Mother Nature, in all her majesty, is greater than us and we need her more than she will ever need us. Photo by Mickey Conlon

It would do us well to ‘look higher’

By 
  • September 3, 2015

Conservation International has sponsored a series of videos that have become YouTube sensations. They feature famous actors — Harrison Ford, Kevin Spacey, Robert Redford and others — voicing different aspects of the natural world, from the ocean, to the rain forest, to redwood trees. The most striking is the one that presents Mother Nature herself, given voice by Julia Roberts.

They all have more or less the same message, that nature doesn’t give a fig for human beings, that it is far greater than we and it will outlast us.

Here are some highlights from the Mother’s speech: “I’ve been here for over four and a half billion years, 22,500 times longer than you; I don’t really need people, but people need me.” And, “I have fed species greater than you; and I have starved species greater than you.” And, “my oceans, my soil, my flowing streams, my forests — they all can take you or leave you.”

At first I thought, “just more tree-hugging extremism,” but the more I considered the videos, the more convinced I became that they are fundamentally right and actually serve to make a point of theological significance. That nature in all its splendour doesn’t care about human beings came home to me dramatically many years ago. I was standing in the surf off the coast of North Carolina, gazing out to sea and remarking how beautiful the vista was. I turned around to face the shore and a large wave knocked me off my feet. For a few alarming seconds I was pinned to the ocean floor. In a moment, it was over and I got back on my feet, but I was shaken. The sea, which had beguiled me with its beauty, turned on a dime and almost killed me.

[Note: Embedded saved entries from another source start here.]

PR #937, opened 2016-07-09
fix setting net_cls classid

hushan:
Setting classid of net_cls cgroup failed:

ERRO[0000] process_linux.go:291: setting cgroup config for ready process caused "failed to write 𐀁 to net_cls.classid: write /sys/fs/cgroup/net_cls,net_prio/user.slice/abc/net_cls.classid: invalid argument"
process_linux.go:291: setting cgroup config for ready process caused "failed to write 𐀁 to net_cls.classid: write /sys/fs/cgroup/net_cls,net_prio/user.slice/abc/net_cls.classid: invalid argument"

The classid is a *uint32, use strconv to convert to string.

Signed-off-by: Hushan Jia <hushan.jia@gmail.com>

### DIFF
--- a/libcontainer/configs/cgroup_unix.go
+++ b/libcontainer/configs/cgroup_unix.go
@@ -120,5 +120,5 @@ type Resources struct {
 	NetPrioIfpriomap []*IfPrioMap `json:"net_prio_ifpriomap"`
 
 	// Set class identifier for container's network packets
-	NetClsClassid string `json:"net_cls_classid"`
+	NetClsClassid uint32 `json:"net_cls_classid"`
 }
--- a/libcontainer/cgroups/fs/net_cls.go
+++ b/libcontainer/cgroups/fs/net_cls.go
@@ -3,6 +3,8 @@
 package fs
 
 import (
+	"strconv"
+
 	"github.com/opencontainers/runc/libcontainer/cgroups"
 	"github.com/opencontainers/runc/libcontainer/configs"
 )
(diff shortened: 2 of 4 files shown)


cyphar:
I'd prefer if you fixed this in `libcontainer/cgroups/fs/net_cls.go` (by changing `writeFile` to `writeUint` or a similar util function).

hushan:
@cyphar `Cgroup.Resources.NetClsClassid` is of type `string`, `libcontainer/cgroups/fs/net_cls.go` won't have the correct data without this conversion.

cyphar:
Okay, then we should change `cgroup.Resources.NetClsClassid` to be a `uint32` (to match the spec). Looking through the git logs, the important commit is 9cd641486a5e46ac2dc98d5229856ea1205dfa57 (we changed the runtime-spec type but kept the runC one the same). IMO this looks like a mistake rather than an intended change (though we should probably see what @mrunalp thinks).

In any case, I'd prefer if we kept the internal meaning of "what a net_cls class ID is meant to be" to the cgroup code rather than touching it within `specconv`.

hushan:
Yeah, the type of `cgroup.Resources.NetClsClassid` does not match specs, I agree it's better to change to the same type.

libcontainer/configs/cgroup_unix.go
```diff
@@ -120,5 +120,5 @@ type Resources struct {
 	NetPrioIfpriomap []*IfPrioMap `json:"net_prio_ifpriomap"`
 
 	// Set class identifier for container's network packets
-	NetClsClassid string `json:"net_cls_classid"`
+	NetClsClassid *uint32 `json:"net_cls_classid"`
```
cyphar: We generally don't use pointers for the internal libcontainer configs. Though, I'm not sure what a `NetClsClassid` of `0` means so this might be fine. WDYT @mrunalp

cyphar: Okay, looking at the kernel docs the default `classid` is `0`. So IMO we can just use `!= 0` for `Set()` to decide whether or not to write the value.

hushan: Ok, I will update the patch.

mrunalp:
@cyphar The reason I kept it as string in that commit was because we couldn't break libcontainer which was used directly by docker back then.

cyphar:
Okay, thanks @mrunalp.

LGTM.

hushan:
PING anyone could do one more review?

mrunalp:
LGTM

The ancients knew this truth and they expressed it in their mythology. The gods and goddesses of Greece, Rome and Babylon were basically personifications of the natural necessities: water, the sky, the mountain, the fertile earth, etc. Like the natural elements that they symbolized, these divine figures were fickle in the extreme. One minute, Poseidon smiles on you, the next minute he sinks your ship; Zeus is pleased with you, then he sends a thunderbolt to destroy you; Demeter can be a gentle mother, and Demeter can be an avenging enemy.

So it goes with the ocean, the weather, the soil. This is precisely why the worship of these natural necessities is such a dicey business.

Biblical religion represents something altogether new, a fact signalled in the opening verses of the book of Genesis, where it is emphatically stated that God creates Earth, sky, stars and planets, the animals that move upon Earth and the fishes that inhabit the ocean depths. All of these natural elements, at one time or another, have been worshipped as divine. So even as he celebrates them, the author of Genesis is effectively dethroning them, desacralizing them.

Nature is wonderful indeed, but it is not God. And the consistent biblical message is that this Creator God is not like the arbitrary and capricious gods of the ancient world. He is reliable, rock-like in His steadfast love, more dedicated to human beings than a mother is to her child.

The entire scriptural revelation comes to a climax with the claim, in the fourth chapter of John’s first letter, that God simply is love. St. Augustine celebrated this biblical departure from the ancient worship of nature in a lyrical and visionary passage in his Confessions. He imagines the natural elements coming before him, one by one. Each says to him, “Look higher,” and then, in a great chorus, they gesture toward God and then shout together, “He made us!”

As classical Christianity came to be questioned by some intellectual elites in the early modern period, the ancient worship of nature made an unhappy comeback. The return to the ancient sense of divinity is on particularly clear display in the “dark” and “light” sides of the Force that play such a vital role in George Lucas’s Star Wars films. Though it can be used for good or ill, the Force is finally as indifferent to human beings as is Mother Nature.

And this is why the Julia Roberts video functions as an effective antidote against all forms of nature worship. It vividly reminds us that when we make Mother Nature our ultimate concern, we are turning to an exceptionally cruel and unreliable lady. Though I don’t think this was her intention, Roberts is urging us to “look higher.”

(Barron is an auxiliary bishop-elect of the Archdiocese of Los Angeles and the founder of Word on Fire Catholic Ministries.)